I suffered from this problem (almost) exactly recently and finally fixed it last night. In my case, I continue to have access to https, but not http after 30 seconds to 10 minutes of a reboot.

Short story: I ran regcleaner and deleted all stale registry entries. Then i reinstalled zonealarm and everything works.

Longer story: My computer was crippled 2 weeks ago. Could not even get into safe mode. So I ran windows 98 setup to reinstall the OS on top of the old one (i.e. I did NOT format the hard disk). Somewhere along the way zonealarm was uninstalled. I forget why i did this and when. 
I then installed the latest IE and all the critical updates. Had a few adentures (one of the updates would not install from the web, so I downloaded it and manually ran it and that worked). I also kept getting webcheck errors, so I removed that. Not sure if any of that is relevent though.

This left me with IE working for 30 seconds to 10 minutes, then http site would hang. I could get https (also MSN worked, and outlook express).

After 2 weeks of trying everything, a friend suggested ZoneAlarm was probably still partially installed and running a sentinel like application every 10 minutes. He figured I should either clean the registry out and/or reinstall ZoneAlarm and see what happens. I tried it and everything has been fine since.

Follow-up: I bought my mom a router a few months ago, and she kept complaining that her access to the internet would stop after a hour or two from reboot. It also turned out to be a ZoneAlarm setting, Sorry I forget which - but something to do with allowing external computers to ask you for your IP address.

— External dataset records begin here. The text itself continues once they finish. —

PR #1873, opened 2019-08-26
Updates for #1829

mcspr:
https://github.com/xoseperez/espurna/pull/1829#issuecomment-524671908
@Niek tested with https://test.mosquitto.org/ - test.mosquitto.org:8883, https://test.mosquitto.org/ssl/mosquitto.org.crt as custom .pem root
I also noticed that we may need to specify it clearer that it is *not a client* certificate, but root cert of the server. `_mqtt_client_ca` -> `_mqtt_client_server_ca` ?

- clean-up dependencies and headers
- since MQTT_LIBRARY choices are always commented to explain what they mean, use full names for those and add MQTT_LIBRARY_... prefix
- remove some logging from runtime, move some into compile time
- split connect method into two stages: setup and async/sync_connect
- use the same mfln logic as httpupdate does (see mfln.probe terminal command for probing)

And SecureClientHelpers do the rest. Since we want to have up-to-date config, allow module to define "config" struct with all of the settings as getters. "...scCheck" logic is separated in to internal "checks" struct, running all of the relevant actions based on "config" results.
AsyncMqttClient is still special case, because it handles fingerprinting all by itself. Difference from `dev` is that fingerprint only added on module setup, not with every configuration reload.
Also notice a little optimization with onconnect verification for axtls. No need to overcomplicate things if it will be removed anyway.


code/espurna/mqtt.ino
```diff
@@ -17,41 +18,38 @@ Copyright (C) 2016-2019 by Xose Pérez <xose dot perez at gmail dot com>
...
+#if SECURE_CLIENT != SECURE_CLIENT_NONE
+    SecureClient* _mqtt_client_secure = nullptr;
+#endif
 
-    #if MQTT_LIBRARY == MQTT_ARDUINO // Using Arduino-MQTT
-        #include <MQTTClient.h>
-        #ifdef MQTT_MAX_PACKET_SIZE
+#if MQTT_LIBRARY == MQTT_LIBRARY_ARDUINOMQTT
+#ifdef MQTT_MAX_PACKET_SIZE
         MQTTClient _mqtt(MQTT_MAX_PACKET_SIZE);
```
mcspr: And what is up with this btw. Does platformio build_flags need comment / bigger value for it? idk if json works at all with the default 400 bytes buffer

mcspr:
Obviously, httpupdate should use this method.
Thingspeak sync variant too, since I do see SSL as an option.

Later merge of ESPAsyncTCP with proper bssl support would not need anything with before/after logic, only thing what would be required is to have some kind object with the same API as WiFiClientSecureBearSSL (setTrustAnchors, setBufferSizes etc.) that would be somehow exposed on the target client. Template magic will properly handle the rest

Niek:
Very nice work :) I'll leave some comments on the code, but this looks good - I'll do some testing on my end as well. I agree the naming can be a bit better, for example ``_mqtt_client_server_ca`` as you mentioned and the and ``MQTT_LIBRARY_`` prefix like in this PR.

mcspr:
Renamed those to `...trusted_root_ca`, both headers and symbols.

Morale: First thing to check with internet connections problems suddenly appearing is ZoneAlarm (oh, and uninstalling ZoneAlarm doesn;t realy uninstall it, or so it appears).


----------



## tsinvest (Nov 14, 2005)

Dave - You did it! Thank you so much. I reinstalled ZoneAlarm and then after rebooting I tried going on the internet and no problem. Next I uninstalled ZoneAlarm the proper way through their uninstall selection in the program list. All works fine now.

Many thanks, Tom S.


----------



## blues_harp28 (Jan 9, 2005)

Hi.good news..:up:..You still need to have your log read..
Hopefully one of the guys and girls who are experts in reading logs will pick up on this thread..


----------



## Topazz (Sep 16, 2000)

Yes, it is good news indeed. Thanks *Another Dave* for sharing your experience and helping to solve the problem. :up:

Like *blues_harp28* says though, there are a few entries in the HJT log that needs looking at so keep sitting tight. The log experts are pretty busy people so if your thread still hasn't been looked at by this time tomorrow bump it back up the page again by posting "Bump" in a reply.


----------



## MFDnNC (Sep 7, 2004)

You can fix the O9 file missing entries

I am not sure about Trojan Remover

Nothing nasty in there


----------



## fightinchunk (Nov 30, 2005)

what if your having the same problem, but don't have zonealarm but a router with a built in firewall. I have two computers hooked up to a linksys router that never gave me problems at home, but once i hook up to the school network, i get problems all the time on my desktop. my laptop works awesome, but my comp takes a long time to connect to websites, and it stops working after a while. Im comtemplating just reformatting the entire comp unless someone can help me. i'd appreaciate any help.thanks


----------



## Topazz (Sep 16, 2000)

*fightinchunk* has started a new thread here with a HJT log and more information.


----------



## frustratedsailor (May 31, 2008)

Fixed at last ... (I hope)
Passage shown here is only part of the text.